左登峰此刻回忆起了玉拂当日在东北遇到他的时候说过的那句‘我先前真是高看了你,我还以为你能不离不弃。’现在想来,她当时应该是发现跟随着他的女鬼不见了,而那时候已经过了四十九天了,玉拂也是此道高人,她的话也可以用来佐证金针的话,那就是有着牵挂的魂魄可以滞留阳世很久,如此一来左登峰再度看到了希望,虽然看不到巫心语的魂魄,却也不能说她的魂魄就一定消散了。
“伙计,再上两个菜。”左登峰冲送茶的伙计吩咐道,实际上菜还有很多,左登峰此举是想向金针表明他还不想散席。
金针见状并没有阻止,这让左登峰心里稍微安定了一些,茶水送来之后金针先行为左登峰斟茶,左登峰急忙谦让,金针贵为茅山派掌教,修为与左登峰在伯仲之间,如果不是看左登峰顺眼,根本就不会跟他喝酒畅谈。

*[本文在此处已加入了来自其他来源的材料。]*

PR #9, opened 2021-02-17
Sample details tooltip

### LINKED ISSUE #4: Sample details tooltip
In the sample list view, when the user hovers over the GISAID ID...

image

...more details about the sample should be shown in a tooltip **if the user is logged in**.

Example content for the tooltip:

> #### EPI_ISL_751193
> **Submitting lab:** Department of Biosystems Science and Engineering, ETH Zürich
> **Country:** Switzerland
> **Division:** Basel-Stadt
> **Location:** 4058 Basel
> **Date:** 2020-12-18
> \---------------------------
> **Host:** Human
> **Age:** 30
> **Sex:** Male

Corresponding API: https://github.com/cevo-public/cov-spectrum-docs/blob/develop/API.md#sample

tehwalris:
This closes #4. The tooltip format is roughly as you described. If the API does not return metadata, then no tooltips appear (that is what happens without a logged in user). 

If you want any changes to how the tooltips look or behave, please tell me. Otherwise just merge directly.

For now tooltips are "good enough", but I think in the future it would be nice to have a table with all this data in hidable, filterable and summarized (eg. "Country: 80% Switzerland") columns.

### DIFF
--- a/src/components/SampleTable.tsx
+++ b/src/components/SampleTable.tsx
@@ -1,21 +1,54 @@
 import React, { useState, useEffect } from 'react';
-import { Col, Container, OverlayTrigger, Row } from 'react-bootstrap';
-import { OverlayChildren } from 'react-bootstrap/esm/Overlay';
-import Table from 'react-bootstrap/Table';
+import { Col, Container, Overlay, Popover, Row, Table } from 'react-bootstrap';
 
 import { Variant, Country } from '../helpers/types';
 
 import { getSamples } from '../services/api';
-
-//Get information about a sample
-
-// export class SampleTable extends React.Component {
 
 interface Sample {
   name: string;
   date: string;
   country: string;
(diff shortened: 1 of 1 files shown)


src/components/SampleTable.tsx
```diff
@@ -1,27 +1,63 @@
...
+  metadata: SampleMetadata | null;
+}
+
+interface SampleMetadata {
+  age: number; // 0 if unknown
+  country: Country | null;
+  division: string | null;
+  host: string | null;
+  location: string | null;
+  sex: string | null; // is "?" sometimes
```
chaoran-chen, line 22: I know.. I have to clean up the data

chaoran-chen (approved):
Looks great, thanks!

And I agree. In the future, a more powerful data table solution might be better.

PR #11, opened 2021-02-17
API response validation and types

tehwalris:
@TKGZ You should be reviewer, but I can't pick you from the list on GitHub for some reason.

I've added validation for API responses, so that we know what we got from the server actually matches our TS types. This might prevent some hard to find bugs in the future. 

I'm sorry that this PR is a bit big. I don't expect you to look through it line by line, but I want to make sure you're on board with the general changes. Here's what they are:

- Added shema objects to perform the actual validation (you can call `.parse(randomData)` on them) in `services/api-types.ts`
- Created named plain-object TypeScript types from the schemas at the bottom of `services/api-types.ts`
- Adjusted imports for types to come from `services/api-types.ts` instead of `helpers/types.d.ts`
  - This does not include `DataDistributionConfiguration` since that's our internal object, not from the API
  - The types for entries in the "distribution" arrays are slightly renamed (eg `VariantAgeDistributionDataPoint` -> `AgeDistributionEntry`) - we could use the old names if you prefer, I don't mind either way
- Updated `api.js` to work with all of this (convert to TS, add type annotations, call `.parse(...)` on schema objects)

The data flowing through the application hasn't changed. The only minor exception to this is `age` and `sex` in `Sample` where some invalid values are removed (see `.transform(v => (v === '?' ? null : v))`).

I've tried out all the functionality in the app and I don't think that I've broken anything. 

What do you think of these general changes?


spacephoton:
@tehwalris seems like everything runs fine! we can merge :)

Issue #12, opened 2021-02-17
Smart ticks for week axis


tehwalris:
Most of our plots have a time axis in weeks. I used `tickvals` so that there is a tick every week, which looks nice on most time scales. Without this Plotly chooses to place ticks very sparsely and at pretty random intervals.

The problem is that a tick for every week is too much if the plot contains lots of weeks (the labels become vertical and can even overlap). In addition every week is labeled with a year which uses tons of space, but the year only interesting for the boundary between two years, as well as maybe first and last data points of the whole plot.

Ideally we would:
- Show week ticks at uniform intervals
- Show one tick every week as long as that fits well
- Remove ticks "smartly" if we don't have space (keep first week, last week, and weeks near year changes)
- Hide the year on most ticks (show on first week, last week, and near year changes)

We might be able to find some good existing code to do this. Maybe there's a function for spacing weekly ticks in D3 or a related library.

chaoran-chen:
Outdated - we don't use Plotly so much.

PR #13, opened 2021-02-17
Nicer tooltips for international comparison

### LINKED ISSUE #8: Improve tooltips in the international comparison plot
And another tooltip issue...

image

- The x-axis has again a weekly scale, i.e., we would like to replace "Dec 14" with "Week XX, 2020 (from 14.12)"
- Could we have only one tooltip per country? The text could be in this case: "0.55% [0.19%, 1.61%] | Switzerland"

tehwalris:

金针的饭量不大,各种菜肴浅尝辄止,酒量着实不小,一坛白酒是两斤,很快就喝到了坛底。相较之下左登峰吃的就比较多,他过惯了苦日子,很少吃到这种精美的饭菜,此外在长期的流浪生涯中他也养成了遇到食物就尽力多吃一些的习惯,因为他不知道下一顿在什么时候。
二人随后聊天的内容都比较轻松,左登峰的性格虽然偏激,但他并没有目空一切的狂妄,他知道自己虽然灵气修为与五大玄门泰斗不相上下,但毫无江湖经验,所以他虚心的向金针请教。金针见左登峰修为高玄却始终自逊半格,对他的印象也很好。
“杜真人,五大玄门泰斗你在首位,不知另外四位都是何来历,与你是敌是友?”左登峰出言问道。
“所谓玄门泰斗只是江湖闲人的谈资,做不得准,实际上有很多高人都避世不出,而我们五人出头露面比较频繁被世人熟知罢了。
此外将我排在首位也并不是因为我的法术最为精妙,而是我身为茅山掌教,一直以金针作法,所以就愧居了这个首位。另外四位的名头你肯定也听说过,银冠王真人是全真派的掌教,本名王国靖,青年入道,修习的是全真教最为普通的天罡正气,再普通的功夫练到了极致威力也是惊人的,众所周知武学不如道法和神通玄妙,习武之人也很难凭借武学冲破天劫,但王真人做到了,而且用的是最为普通的功夫。”任何人酒喝多了话都多,金针也不例外。
“王真人的武学有什么精妙的地方?”左登峰趁金针喝茶之际插了一句嘴。
“你的灵气可外放多远?”金针并没有正面回答左登峰的问题。
“五丈。”左登峰如实回答。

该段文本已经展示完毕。